Investigating the role of the unfolded protein response during KSHV lytic replication

Proteins synthesized in the endoplasmic reticulum (ER) need to undergo complex folding events to function correctly. Protein folding defects can be quite toxic to the cell, and have been linked to the pathogenesis of several diseases including diabetes and Huntington's disease (HD). When ER folding capacity is overwhelmed a stress management program called the unfolded protein response (UPR) is initiated in attempt to alleviate this potentially fatal stress. The UPR has evolved to sense the accumulation of misfolded proteins in the ER and deliver a signal to the nucleus to increase the expression of genes that (i) increase ER folding capacity and (ii) destroy terminally misfolded proteins. If stress cannot be resolved then the UPR initiates a cell death response. The central player in orchestrating these responses is the X-box binding protein 1 (XBP1) transcription factor, and XBP1 defects have been linked to multiple disease processes.
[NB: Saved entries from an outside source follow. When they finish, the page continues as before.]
PR #493, opened 2021-10-11
Remove config duplication in create-single-spa.md

MartynRobotham:
Remove duplicated config in webpack-config-single-spa-react-ts section of create-single-spa.md & add in missing comma into same section


filoxo (approved):
Thank you for fixing these mistakes!

PR #498, opened 2021-11-04
Another option for the CI/CD 

Hamels:
In our setup we make use of http redirect 302. So we don't have to update the importmap. It's an idea which I didn't see in the documentation.

### DIFF
--- a/website/versioned_docs/version-5.x/recommended-setup.md
+++ b/website/versioned_docs/version-5.x/recommended-setup.md
@@ -288,7 +288,7 @@ The advantage of a) is that it is concurrent-safe for multiple, simultaneous dep
 
 The advantage of b) is that it doesn't require running the import-map-deployer in your production environment. Ultimately, you should choose whichever option makes sense for your organization.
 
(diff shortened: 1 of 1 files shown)


website/versioned_docs/version-5.x/recommended-setup.md
```diff
@@ -288,6 +288,8 @@ The advantage of a) is that it is concurrent-safe for multiple, simultaneous dep
 
 The advantage of b) is that it doesn't require running the import-map-deployer in your production environment. Ultimately, you should choose whichever option makes sense for your organization.
 
+Another option of deploying and making sure the latests javascript files are beeing used is making use of redirect (http statuscode 302). The single-spa importmap uses the unhashed url of the javascript file. eg: dist/app.js. Then when the requests for this file comes to the server it is redirected to the actual deployed file eg. dist/app.123abc.js and this is then served to the client. This way the importmap never has to be updated and the microfronted can be separatly deployed.
```
internettrans:
```suggestion
Another option of deploying and making sure the latests javascript files are beeing used is making use of redirect (HTTP status code 302). The single-spa import map uses the unhashed url of the javascript file. eg: dist/app.js. Then when the requests for this file comes to the server it is redirected to the actual deployed file eg. dist/app.123abc.js and this is then served to the client. This way the import map never has to be updated and the microfrontend can be separately deployed.
```

internettrans (approved):
Thanks, agreed that this is a valid approach. The redirect is a slight performance hit (extra network request) but solves a lot of problems and is probably worth it to solve those.

PR #506, opened 2021-12-23
[angular-ecosystem] add how to correct angular i18n error in polyfills part

zenan-xu:
Hi,
I recently faced the follwing error. 
Error_i18n
For my case, it was caused by one of my MF using datepicker and paginator of ng-bootstrap which use i18n.
Normaly, we can import `@angular/localize/init` to the polyfills of angular application to correct this error. 

As polyfills in angular MF application will not be loaded automatically, the way I found is to install `@angular/localize` to root-config module and import `@angular/localize/init` to the root-config.js.

So I would like to complete polyfillls part with this correction if anyone else will face the same error.
Thanks

### DIFF
--- a/website/versioned_docs/version-5.x/ecosystem-angular.md
+++ b/website/versioned_docs/version-5.x/ecosystem-angular.md
@@ -773,6 +773,17 @@ If you're looking for a quick one-liner, try adding this line near the top of yo
 <script src="https://unpkg.com/core-js-bundle/minified.js"></script>
 ```
 
+To correct the error `It looks like your application or one of its dependencies is using i18n`.
+
+Install `@angular/localize` in your root-config module
+```sh
+npm i @angular/localize
+```
+Add following import to your root-config.js
+```ts
+import "@angular/localize/init";
+```
+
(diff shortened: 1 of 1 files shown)


website/versioned_docs/version-5.x/ecosystem-angular.md
```diff
@@ -773,6 +773,17 @@ If you're looking for a quick one-liner, try adding this line near the top of yo
...
 
+To correct the error `It looks like your application or one of its dependencies is using i18n`.
+
+Install `@angular/localize` in your root-config module
+```sh
+npm i @angular/localize
+```
+Add following import to your root-config.js
+```ts
+import "@angular/localize/init";
```
internettrans, line 784: Hmm it might be best to add a note that `@angular/localize` (and other angular libs) should be shared dependencies, to avoid redownloading them in root config and in other MFEs. However, that can be done in a follow-up PR. Please send that follow up PR if interested in contributing further.

internettrans (approved):
Thank you for contribution

PR #508, opened 2021-12-30
Added Kvist to "Who's Using This?"

MathiasWP:
I am the CTO of a Norwegian-based startup called Kvist Solutions, and I speak for our whole company when I say: **Thank you single-spa!**

All the things I've learned from using single-spa and reading your documentation has resulted in an elegant frontend architecture for us. We rely heavily on some of the core principles listed in the single-spa documentation, and it was an obvious choice to use this library as the underlying engine for the system we've developed for our enterprise application.

We are proud users of this library, and would gladly be a part of the "users"-list.


internettrans (approved):
Thanks @MathiasWP for the kind words, and welcome!

website/src/data/users.js
```diff
@@ -125,6 +125,12 @@ const users = [
     infoLink: 'https://devapi.com.br',
     pinned: false
   },
+    {
```
internettrans:
```suggestion
  {
```

Issue #507, opened 2021-12-26
Browser Search marks minimized menus as find


Lalaluka:
Using the Browser STRG+F search in the docs, it returns minimized/hidden menus as search results (even tho they are not visible).
I'm not sure, but it might be an issue with the used docusaurus version?

Example Results from _"Getting Started with single-spa"_
<img width="357" alt="Bildschirmfoto 2021-12-26 um 21 30 46" src="https://user-images.githubusercontent.com/26364692/147419345-80bf2e4e-2920-4790-b2f5-1d8c6fadaede.png">
<img width="357" alt="Bildschirmfoto 2021-12-26 um 21 36 42" src="https://user-images.githubusercontent.com/26364692/147419464-328226a6-5553-4d49-9fe1-13287056426c.png">

Menu State during the search:
<img width="288" alt="Bildschirmfoto 2021-12-26 um 21 41 20" src="https://user-images.githubusercontent.com/26364692/147419551-15dab6d5-2002-4388-9972-f0cdd05996a6.png">

After extending, the search result counter (1/1) won't increase. But It will mark the menu occurrence.
<img width="288" alt="Bildschirmfoto 2021-12-26 um 21 43 23" src="https://user-images.githubusercontent.com/26364692/147419594-4f1c5b51-289e-4dbf-bc2f-df05e9b36366.png">
<img width="288" alt="Bildschirmfoto 2021-12-26 um 21 45 04" src="https://user-images.githubusercontent.com/26364692/147419627-5b1fde4e-d9c7-432e-a64c-1338fc0e70f0.png">

Reproducible on:

- Chrome 96.0.4664.55
- Opera 74.0.3911.218
- Edge 96.0.1054.62

Safari seems to work fine.

internettrans:
Agreed that this could be improved. I don't know the specifics of what browsers will find when searching via Ctrl / Cmd F. Is it just everything in the DOM? Or only things with certain css properties? Regardless, this should be raised as an issue in Docusaurus rather than here. I wasn't able to find any existing issue in docusaurus' queue for this, so perhaps you could create a new one?

https://github.com/facebook/docusaurus/issues

PR #509, opened 2022-01-05
chore: Upgrade Docusaurus Version

Lalaluka:
This seems like a redundant change. 
But before adding an issue Ticket to Docusaurus I just upgraded the Version of Docusaurus from `2.0.0-alpha.70` to `^2.0.0-beta.14`.

This fixes the Bug described in #507 

I won't file another Issue in Docusaurus since this already takes care of.
The diff is of course quite large since it updates almost the full lock file.

### DIFF
--- a/website/package.json
+++ b/website/package.json
@@ -19,8 +19,8 @@
     "prettier": "^1.19.1"
   },
   "dependencies": {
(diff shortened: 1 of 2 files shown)


internettrans (approved):
This is probably a big change. Here's to hoping that it doesn't cause major breakages :)

PR #510, opened 2022-01-08
Fix broken link

Lalaluka:
The first Link in the Warning on https://single-spa.js.org/docs/ecosystem-vue/#vue-3 is broken and leads to the 404 Page.
This PR fixes the link.

Tested locally and works now.


filoxo (approved):

filoxo:
Thanks for fixing this!

PR #527, opened 2022-02-08
fix: typo in building-applications

Lalaluka:
In [buildingApplications](https://single-spa.js.org/docs/building-applications) the heading `Lifecyle props` probably has a Typo ;) 
This PR fixes all links (some already had the right version and were broken in the previous version) and the heading itself.

This also requires a Change in [vue-cli-plugin-single-spa](https://github.com/single-spa/vue-cli-plugin-single-spa) since the plugin generates a comment referencing this page. I will create a PR with the change in the repository, but the changes should probably be merged at the same time.

Related issue single-spa/vue-cli-plugin-single-spa#42


frehner (approved):
Thanks!

PR #346, opened 2023-07-05
Add note for allow attribute

### LINKED ISSUE #244: allow attribute and fetch/process
In the list under "The appropriate times to fetch and process this type of link is: "

Shouldn't we also mention the allow attribute of an iframe being changed? I mean, if allow="monetization" is removed the monetization stream should end, right?

huijing:
Closes #244 

This PR adds a note that explains the adding or removing the monetization attribute has no effect on an already-loaded document.

1. Pull down this branch
2. Navigate to http://localhost:3000/specification.html#permissions-policy and check that the note is rendering correctly (or you could probably use the deploy preview since we turned that on ¯\\\_(ツ)_/¯)

### DIFF
--- a/static/specification/index.html
+++ b/static/specification/index.html
@@ -1,1853 +1,1856 @@
 <!DOCTYPE html><html lang="en"><head>
-<meta charset="utf-8">
-<meta name="generator" content="ReSpec 34.1.4">
-<meta name="viewport" content="width=device-width, initial-scale=1, shrink-to-fit=no">
-<style>
-span.example-title{text-transform:none}
-:is(aside,div).example,div.illegal-example{padding:.5em;margin:1em 0;position:relative;clear:both}
-div.illegal-example{color:red}
-div.illegal-example p{color:#000}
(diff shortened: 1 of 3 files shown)


static/specification/index.html
```diff
@@ -1,1853 +1,1856 @@
...
-    </p>
-    <dl>
-      
-      <dt>Latest published version:</dt><dd>
-              <a href="https://www.w3.org/web-monetization/">https://www.w3.org/web-monetization/</a>
-            </dd>
-      <dt>Latest editor's draft:</dt><dd><a href="https://webmonetization.org/specification">https://webmonetization.org/specification</a></dd>
-      
-      
+  <meta charset="utf-8">
```
huijing, line 2: unfortunately, this file got prettified 🙇🏻‍♀️

sublimator:
Prettier them all during a lull?

AlexLakatos:
I think we need to add the same note in the docs as well.

AlexLakatos (approved):
LGTM 📓

PR #347, opened 2023-07-05
Add libraries page to the docs

### LINKED ISSUE #263: [Docs] Web Monetization API - Libraries
- [x] Section for Libraries on main page
    - Issue with current main page is that the libraries are all relevant for v1.0 only
    - We will have to keep this section like it is until there are v2.0 libraries available
- [x] Separate page with links to different libraries 
    - For now, we will duplicate the home page tools section under Resources but label them as v1.0

huijing:
Closes #263 

This PR adds a page to the documentation's Resource section for libraries. It lists the libraries in a table form, with fields that show which version of the specification the libraries are compatible with and a repository link.

1. Pull down this branch
2. Navigate to http://localhost:3000/docs/libraries and check that the page is rendering correctly (or you could probably use the deploy preview since we turned that on ¯\\\_(ツ)_/¯)


src/components/Libraries.js
```diff
@@ -0,0 +1,44 @@
...
+    return data.map(({ name, desc, link, version }) => {
+      return (
+        <tr key={name}>
+          <td>
+            <strong>{name}</strong>
+            <br />
+            {desc}
+          </td>
+          <td class='cell-center'>{version.includes(2) ? '✅' : '❌'}</td>
+          <td class='cell-center'>{version.includes(1) ? '✅' : '❌'}</td>
```
AlexLakatos, line 17: This breaks down if we ever move to 2.1 or something like that. Can we make it a bit more robust? Maybe check for the dot as well, and see if the version starts with, not only includes the number?

AlexLakatos (changes requested):

src/components/Libraries.js
huijing: What's our versioning strategy?
Because this table might start looking ridiculous after 5 versions.

AlexLakatos: It all depends on how massive the change recommendations are after the browser implementation we're experimenting with. The first time we did this, we've had to move from v1 to v2. If the changer aren't big, we'll probably do v2.1, and that's going to be the only "2" version we'll talk about. So the table might be "v2.1, v1" without mentioning v2.0

AlexLakatos (approved):
LGTM 🦺

PR #355, opened 2023-07-11
Resolve github actions failure

huijing:
After messing around in a test repo, I finally figured out the correct YML steps for the thing to run correctly (see https://github.com/huijing/octokit-test/actions)

### DIFF
--- a/.github/actions/get-contributors.js
+++ b/.github/actions/get-contributors.js
@@ -15,10 +15,7 @@ async function getContributors() {
     }
   )
   const contributors = JSON.stringify(data)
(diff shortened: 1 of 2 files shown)


.github/actions/get-contributors.js
```diff
@@ -15,10 +15,7 @@ async function getContributors() {
     }
   )
   const contributors = JSON.stringify(data)
-  fs.writeFileSync(
```
huijing, line 18: apparently, github actions runs from root.

AlexLakatos (approved):
LGTM 🪗

PR #395, opened 2023-09-19
Test mermaid on plain md

huijing:
Just testing Netlify


huijing:
Markdown was not the problem.

PR #399, opened 2023-10-09
chore: refactor custom header implementation

### LINKED ISSUE #398: Refactor custom header after Starlight minor version bump
The latest version of Starlight (https://github.com/withastro/starlight/releases/tag/%40astrojs%2Fstarlight%400.11.0) released its long-awaited feature for customising Starlight components. Thus far, we have been using a community-sourced "hack" method of doing this (see https://gist.github.com/giuseppelt/7f918a3ac02a011d76811ae472f8bf09), with the intention of migrating to the "official" method of component overriding the moment it was baked. The time has come for this to happen.
We will also need to make some styling tweaks and checks because the API of how the Starlight internals (i.e. CSS classes, HTML structure) would have changed a bit due to the additional feature.

huijing:
Closes #398 

This PR removes the previous custom header implementation files, and bumps dependencies to the latest version.


astro.config.mjs
```diff
@@ -212,12 +213,6 @@ export default defineConfig({
     react(),
     astroI18next(),
   ],
-  // Process images with sharp: https://docs.astro.build/en/guides/assets/#using-sharp
```
huijing, line 215: We are not running our images through the sharp pipeline.

src/components/docs/Header.astro
```diff
@@ -1,22 +1,19 @@
 ---
+import type { Props } from '@astrojs/starlight/props';
```
huijing, line 2: This is the official method of doing Starlight component override, see https://starlight.astro.build/guides/overriding-components/ for documentation.

sabineschaller (approved):

PR #406, opened 2023-10-28
CSS changes

codeNaitik:
Done CSS change in webMonetization repo, include some good quality and optimize CSS.


huijing:
Thank you for your contribution, however, this change does not appear to be beneficial. If the proposal is to use transforms instead of positioning for animation then yes, but in this case, there is no animation going on.

PR #419, opened 2023-12-14
chore: updated libraries with latest support info available

devcer:
* The owner has transferred ownership for eleventy plugin to me -> https://github.com/devcer/eleventy-plugin-monetization So updated the url and the support for v2
* Astro plugin is also published. Please let me know if I do have to change the order in the list.


huijing (approved):
Rerun deployment on Netlify after clearing cache, and deploy preview was successful. Reviewed deployment preview, checked home page and libraries table. Both render as expected.

PR #423, opened 2024-01-11
fix: use proper feature detection in is-supported-example

jeremiahlee:
Change wallet address to match other examples, removing the .js prefix which could be confusing.

Remove deprecated methods for detecting support of a feature in a user agent.

Remove DOM query in favor of faster temporary element creation.

Tangential issues:
- Fixed local dev issues related to updating the spec now that Astro is used
- Updated readme instructions to use the spec build script
- Removed Prettier from spec build script, as it conflicts with W3C style for examples


src/pages/specification/includes/is-supported-example.html
```diff
@@ -1,20 +1,8 @@
-<link rel="monetization" href="https://example.com/monetization.js" />
+<link rel="monetization" href="https://example.com/pay">
 <script>
-  // Checking via DOMTokenList
-  const link =
-    document.querySelector('link[rel="monetization"]') ||
-    document.createElement('link')
-  if (link.relList.supports('monetization')) {
```
sublimator, line 7: This example always bugged me - 3 lines logged

src/pages/specification/specification-respec.html
```diff
@@ -117,12 +117,9 @@ <h3>
           Checking if Web Monetization is supported
         </h3>
         <p>
-          There are multiple ways to check if Web Monetization is supported.
```
sublimator, line 120: iirc ?? this file is generated, so you'll want to edit the base file, and then run the respec.sh command

sublimator: nevermind, this /IS/ the source
https://github.com/WICG/webmonetization/blob/main/src/pages/specification/respec.sh#L21

sublimator (approved):

PR #425, opened 2024-01-11
fix: remove trailing slashes in examples

jeremiahlee:
Trailing slashes are advised against in HTML Standard for void elements and using them causes info notices in the W3C validator. To provide the most correct examples, we should not use trailing slashes.

https://github.com/validator/validator/wiki/Markup-%C2%BB-Void-elements


src/pages/specification/includes/media-example.html
```diff
@@ -1,11 +1,11 @@
 <video src="myvideo" onmonetization="sayThanks(this)">
-  <link rel="monetization" href="https://example.com/video/pay" />
+  <link rel="monetization" href="https://example.com/video/pay">
 </video>
```
sublimator, line 4: One thing to check is the tidy configuration

sublimator: https://github.com/WICG/webmonetization/blob/main/src/pages/specification/tidyconfig.txt

jeremiahlee:
Currently blocked. This requires regenerating the ReSpec output, but this should be done after #423 is merged and then this branch updated.

sublimator (approved):

PR #426, opened 2024-01-11
docs: updates to readme

melissahenderson:


melissahenderson:
@huijing Do you mind giving this a look over when you're feeling better? I removed the "Web Monetization Specification" section and would like your opinion on whether that was a good idea. If not, I can add it back.

huijing:
I think it's fine to remove, but could we keep those details in a separate MD file maybe?

melissahenderson:
This merge will include fixes for #431

huijing (approved):
LGTM

PR #9803, opened 2024-12-06
ci: add types testing with `tstyche`

r1tsuu:
As proposed here https://github.com/payloadcms/payload/pull/9782#issuecomment-2522090135 with additional testing of our types we can be more sure that we don't break them between updates.

This PR already adds types testing for most Local API methods https://github.com/payloadcms/payload/blob/6beb921c2e232ab4edfa38c480af40a1bec1106e/test/types/types.spec.ts
but new tests for types can be easily added, either to that same file or you can create `types.spec.ts` in any other test folder.

The new test folder uses `strict: true` to ensure our types do not break with it.


package.json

There is emerging evidence that the UPR is a node of control subverted by viruses to support viral replication and aspects of pathogenesis, but specific mechanistic details remain unclear. Kaposi's sarcoma-associated herpesvirus (KSHV) is the causative agent of the AIDS defining cancer, Kaposi's sarcoma. I have discovered that KSHV inhibits XBP1 signaling to promote virus replication. I am currently investigating the molecular mechanism of KSHV-mediated XBP1 inhibition, which appears to involve a specific post-translational modification. Elucidation of the mechanism of viral subversion of the UPR will allow us to better understand its antiviral effect. Viruses are excellent teachers; little is currently known about how post-translational modifications control XBP1 function, and I anticipate that my studies will uncover previously unappreciated fundamental mechanisms of UPR control, which may help us better understand other UPR-related disease processes like HD and diabetes.